PADINI’s 1HFY23 beat expectations on stronger-than-expected consumer appetite for apparel and footwear on the full reopening of the economy. Going forward, festive shopping and the return of international tourists are additional earnings kickers. Hence, we raise our FY23F and FY24F earnings by 53% and 39%, respectively, elevate our TP by 40% to RM6.00 (from RM4.30) and maintain our OUTPERFORM call.

Above expectations. 1HFY23 PATAMI beat expectations, already at 79% and 74% of our full-year forecast and the full-year consensus estimate, respectively. The variation against our forecast came largely from stronger-than-expected rebound in sales on the economy reopening.

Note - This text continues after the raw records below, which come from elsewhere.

PR #75, opened 2021-06-19
open command line with a colon

DLFW:
Beside opening the command line with a semi-colon, it can be opened also
with a colon. The default key mapping has been adapted as well as the
keymap.toml configuration template.


kamiyaa:
LGTM!

PR #77, opened 2021-06-20
Fix selecting an entry by mouse click when show_borders=true

DLFW:
This PR fixes two bugs related to selecting entries with a left-mouse-click which appeared when borders are enabled.

It also adds a tiny code enhancement by putting the calculation of the “paging” into one central place, where it can be changed/enhanced/maintained more easily.

### DIFF
--- a/src/util/input.rs
+++ b/src/util/input.rs
@@ -16,7 +16,13 @@ pub fn process_mouse(event: MouseEvent, context: &mut AppContext, backend: &mut 
     let constraints: &[Constraint; 3] = &context.config_ref().display_options_ref().default_layout;
     let layout_rect = Layout::default()
         .direction(Direction::Horizontal)
-        .vertical_margin(1)
+        .vertical_margin(
+            if context.config_ref().display_options_ref().show_borders() {
+                2
+            } else {
+                1
+            },
+        )
         .constraints(constraints.as_ref())
         .split(f_size);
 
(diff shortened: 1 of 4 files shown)


src/util/input.rs
```diff
@@ -54,21 +54,27 @@ pub fn process_mouse(event: MouseEvent, context: &mut AppContext, backend: &mut
         MouseEvent::Press(MouseButton::Left, x, y)
             if y > layout_rect[1].y && y <= layout_rect[1].y + layout_rect[1].height =>
         {
-            if x < layout_rect[1].x {
-                if let Some(dirlist) = context.tab_context_ref().curr_tab_ref().curr_list_ref() {
```
DLFW, line 58: The actual bug was in this line by using `curr_list_ref` instead of `parent_list_ref`.

src/util/input.rs
```diff
@@ -16,7 +16,13 @@ pub fn process_mouse(event: MouseEvent, context: &mut AppContext, backend: &mut
     let constraints: &[Constraint; 3] = &context.config_ref().display_options_ref().default_layout;
     let layout_rect = Layout::default()
         .direction(Direction::Horizontal)
-        .vertical_margin(1)
```
DLFW, line 19: This fixed the border-bug by providing the correct view port height and the correct y-origin for the entry lists.

kamiyaa:
LGTM! Thanks for the great work!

YoY, 1HFY23 revenue rose 75% driven by strong sales and higher footfall at outlets on the economy reopening. PATAMI almost tripled on a better product mix that was skewed towards higher-margin products and moderation in operating cost as supply-chain disruptions eased.

Outlook. There has not been a significant slowdown in consumer spending despite the high inflation (thanks partly to government subsidies on fuel and food items, cash handouts to the B40 group and a relatively stable job market). Strong demand for apparel and footwear remains, as it appears that there is still room for consumers to replenish their wardrobes. For 2HFY23, additional earnings kickers could come from strong festive shopping seasons (Chinese New Year in the first quarter and Hari Raya Adil Fitri in the second quarter) and the return of international tourists (especially Chinese tourists).

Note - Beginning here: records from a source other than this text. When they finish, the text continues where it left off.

PR #228, opened 2022-11-23
quit_option configuration option

pantosaur:
follow up on #226 

quit::quit_with_action now takes an `Option<QuitAction>` rather than a QuitAction. If None, it will get the value from the config, which defaults to noop, unless the quit_action config key is set. close_tab uses None to default to config, and all other calls to quit_with_action have their `Option<QuitAction>` parameter unchanged.
 
Command::Quit now encapsulates an `Option<QuitAction>` rather than a QuitAction. This allows to have Quit(None) as a default when using the quit command without argument. "--noop" is now a valid argument to noop explicitly

### DIFF
--- a/docs/command_arguments.md
+++ b/docs/command_arguments.md
@@ -11,8 +11,8 @@ Joshuto supports the following options from the command line:
 
  - `-h` `--help`: shows help menu
 
- - `--change-directory`: sets the default quit behavior to change directory
-   instead of noop
+ - `--change-directory`: sets the quit behavior to change directory instead of
+   noop when closing the last tab
 
  - `--output-file <output-file>`: tells joshuto to output data to `<output-file>`.
    - This is usually used so programs can know how to behave after joshuto exits.
--- a/docs/command_arguments.md
+++ b/docs/command_arguments.md
@@ -11,6 +11,9 @@ Joshuto supports the following options from the command line:
 
  - `-h` `--help`: shows help menu
 
+ - `--change-directory`: sets the default quit behavior to change directory
+   instead of noop
+
  - `--output-file <output-file>`: tells joshuto to output data to `<output-file>`.
    - This is usually used so programs can know how to behave after joshuto exits.
    - For example, cd into joshuto's current directory on quit
--- a/src/commands/open_file.rs
+++ b/src/commands/open_file.rs
@@ -151,7 +151,7 @@ pub fn open(context: &mut AppContext, backend: &mut AppBackend) -> JoshutoResult
         }
         Some(entry) => {
             if context.args.file_chooser {
-                return quit::quit_with_action(context, quit::QuitAction::OutputSelectedFiles);
+                return quit::quit_with_action(context, Some(quit::QuitAction::OutputSelectedFiles));
             }
 
             let paths = curr_list.map_or_else(Vec::new, |s| s.iter_selected().cloned().collect());
--- a/src/commands/open_file.rs
+++ b/src/commands/open_file.rs
@@ -151,7 +151,7 @@ pub fn open(context: &mut AppContext, backend: &mut AppBackend) -> JoshutoResult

Forecasts. We raise our FY23-24F earnings by 53% and 39%, respectively, to reflect the stronger-than-expected appetite of consumers for apparel, which appears impervious to high inflation.

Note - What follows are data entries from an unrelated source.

PR #232, opened 2022-12-03
Display filter and flat status in footer

krivahtoo:
Added footer indicators for filter and flat commands, to display current value if set.


kamiyaa (approved):

kamiyaa:
LGTM, thanks!

PR #234, opened 2022-12-03
Bulk-rename works with only current file

DLFW:
If no file is selected, bulk-rename will use the "current" file (the one with the cursor) for renaming.

Adds method `JoshutoDirList.selected_or_current -> Vec<&JoshutoDirEntry>` which can be used anywhere to get this a collection of selected files _or_ the current one if none is selected.


DLFW:
Before, bulk-rename just did nothing when called without having files selected.

This is convenient when a user wants to rename only a single file with a proper text editor.

kamiyaa (approved):
LGTM

PR #249, opened 2023-01-24
Add option to override deleting to trash

krivahtoo:
Add the `--permanently` option to the `delete_files` command to delete files permanently when `use_trash` is `true`.


kamiyaa:
LGTM! I will need to get around to fixing the trash feature because it doesn't work sometimes on mounted drives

We like PADINI for: (i) it being a beneficiary of consumers replenishing their wardrobes for their return to offices and schools, and social functions, (ii) the strong spending power of its primary target customers (i.e. M40 group) given their healthy household balance sheets, and (iii) its strong net cash position enabling it to purchase inventory ahead of price hikes and potential supply disruptions.

We elevate our TP by 40% to RM6.00 (from RM4.30) as we roll forward our valuation base year to FY24F at 15x PER which is in line with the sector’s forward PER. There is no change to our TP based on ESG given a 3-star rating as appraised by us (see Page 4). Maintain OUTPERFORM.

Risks to our call include: (i) competition from existing and new players, (ii) sustained high inflation eventually erode consumers’ spending power, stalling consumption including apparel and footwear, and (iii) rising textile prices.